BERLIN, (PR).- Banyak orang menghabiskan waktunya dengan Internet setiap minggu, tapi beberapa di antara mereka tidak bisa lepas darinya.

Dilansir CNN, sebuah studi kecil dalam Jurnal medis JAMA Psychiatry yang diterbitkan pada Rabu lalu, menuliskan bahwa ada satu jenis terapi jangka pendek yang bisa menjadi pengobatan efektif bagi individu yang mengalami kecanduan Internet.

Para peneliti menemukan bahwa 69,% dari pria yang kecanduan internet mengalami remisi atau penurunan tingkat kecanduan setelah terapi, dibandingkan dengan 23,9% lainnya yang mengalami remisi saat menjadi daftar tunggu untuk menerima terapi tersebut.

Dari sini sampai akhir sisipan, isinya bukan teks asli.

PR #263, opened 2026-06-23
feat(search): add Keenable as a search provider

ilya-bogin-keenable:
Adds Keenable as a first-class search provider, modeled on the existing Tavily provider.

Context: this comes out of danny-avila/LibreChat#13805, where @danny-avila pointed out that the right home for Keenable is a provider here rather than a standalone tool in LibreChat, so it inherits the shared scraping/reranking/highlighting pipeline. This is that move.

What's here:
- `keenable-search.ts` — `createKeenableAPI`, maps Keenable's `/v1/search` results into `organic` sources. The rest of the pipeline (scraping, reranking, highlights, formatting) is reused unchanged.
- `types.ts` — `'keenable'` added to `SearchProvider`; `KeenableSearchOptions` plus payload/response types.
- `search.ts` / `tool.ts` — wired into `createSearchAPI` and `createSearchTool`. No video search for Keenable, same as Tavily.
- `keenable.test.ts` — keyless vs authenticated endpoint, field mapping, `site` filter, client-side result count, error handling.

Notes:
- Keyless by default: with no key it hits the public endpoint; `X-API-Key` is only sent when a key is set. A key just lifts rate limits.
- The endpoint has no result-count parameter, so the count is applied client-side.
- LibreChat-side config (the `SearchProviders` enum, schema, and auth wiring) is a separate follow-up PR once this is released.

Tests pass, lint and typecheck clean.

### DIFF
--- a/src/tools/search/keenable-search.ts
+++ b/src/tools/search/keenable-search.ts
@@ -1,0 +1,86 @@
+import axios from 'axios';
+import type * as t from './types';
+
+const DEFAULT_KEENABLE_TIMEOUT = 15000;
+
+/** Authenticated and keyless endpoints. Keenable works without an API key by
+ * falling back to the public endpoint; a key only lifts rate limits. */
+const KEENABLE_DEFAULT_API_URL = 'https://api.keenable.ai/v1/search';
+const KEENABLE_PUBLIC_API_URL = 'https://api.keenable.ai/v1/search/public';
+
+export const createKeenableAPI = (
+  apiKey?: string,
+  apiUrl?: string,
+  options?: t.KeenableSearchOptions
+): {
+  getSources: (params: t.GetSourcesParams) => Promise<t.SearchResult>;
+} => {
+  const resolvedKey = apiKey ?? process.env.KEENABLE_API_KEY;
+  const hasKey = resolvedKey != null && resolvedKey !== '';
+  const timeout = options?.timeout ?? DEFAULT_KEENABLE_TIMEOUT;
+  const resolvedUrl =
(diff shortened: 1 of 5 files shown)


ilya-bogin-keenable:
@danny-avila could you please take a look? Thanks!

ilya-bogin-keenable:
The failing checks are the provider E2E specs (`anthropic.simple`, `openai.simple`, `cache.simple`, `summarization`). They need `ANTHROPIC_API_KEY`/`OPENAI_API_KEY`, which Actions doesn't expose to PRs from forks, so they fail with "Could not resolve authentication method" no matter what the change is. `src/tools/search/keenable.test.ts` passes, and lint, typecheck and circular-deps are green. This PR only touches `src/tools/search/`.

danny-avila:
Thanks @ilya-bogin-keenable, the provider is solid — I live-tested both the public and authenticated endpoints and the full search pipeline with it, and everything checks out.

One fix was needed: the web-search `date` parameter was ignored, so date-bounded searches silently returned unbounded results. I have a commit mapping `DATE_RANGE` to Keenable's `published_after`, but GitHub does not allow maintainer pushes to organization-owned forks (even with "allow edits by maintainers" enabled), so I could not push it here.

To keep this moving I have continued it in https://github.com/danny-avila/agents/pull/285 with your commit preserved as-is (authorship intact), plus the date-filter fix and a rebase onto current main. Closing this one in favor of that PR — thanks again for the contribution, and the LibreChat-side follow-up you mentioned is still welcome once it ships.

“Hal ini mengindikasikan efek yang kuat dari pengobatan untuk subjek yang mengalami kecanduan internet atau gangguan dalam bermain game,” ujar Klaus Wölfling, pemimpin utama dari studi untuk JAMA Psychiatry tersebut. Wölfling adalah seorang peneliti di Departemen Kedokteran Psikosomatik dan Psikoterapi di Universitas Medical Center di Johannes Guttenberg- University Mainz di Jerman.

Menurut para peneliti, kecanduan internet merupakan penggunaan yang berlebih terhadap internet yang secara negatif memengaruhi keluarga, kehidupan sosial, pekerjaan, dan aspek- aspek kehidupan lainnya.

Tahun lalu, World Health Organization (WHO) menyatakan bahwa gangguan dalam bermain game online merupakan kondisi kesehatan mental. Kriteria untuk gangguan ini, menurut WHO, meliputi setidaknya 12 bulan pola berulang dalam bermain game, kehilangan kendali serta perilaku yang berkelanjutan, bahkan  menyebabkan konsekuensi negatif dan perasaan tertekan dalam aspek kehidupan lainnya.

Untuk studi ini, para peneliti menggunakan definisi yang lebih luas terkait kecanduan internet, untuk memasukkan pasien yang kecanduan game, jejaring sosial, pornografi, berselancar online, ataupun penggunaan Internet secara umum. Tingkat kecanduan internet diperkirakan sebanyak 6% di seluruh dunia.

15 minggu terapi

Studi ini meneliti 143 pria antara 15 hingga 55 tahun di empat klinik rawat jalan di Jerman dan Austria. Yang diteliti adalah yang memiliki kriteria kecanduan internet berdasarkan pada hasil dari penilaian terhadap kecanduan internet dan game yang menjadi survei berstandar di lapangan.

Hal itu didasarkan pada 14 kriteria yang meliputi frekuensi aktivitas dengan internet, gejala- gejala menarik diri dari kehidupan sosial, keasyikan terhadap internet, dan kurangnya ketertarikan terhadap aspek- aspek lain dalam hidup.

Kecanduan internet ditentukan oleh nilai yang melebihi angka 13. Sementara remisi sendiri ditentukan oleh nilai yang kurang dari angka 7.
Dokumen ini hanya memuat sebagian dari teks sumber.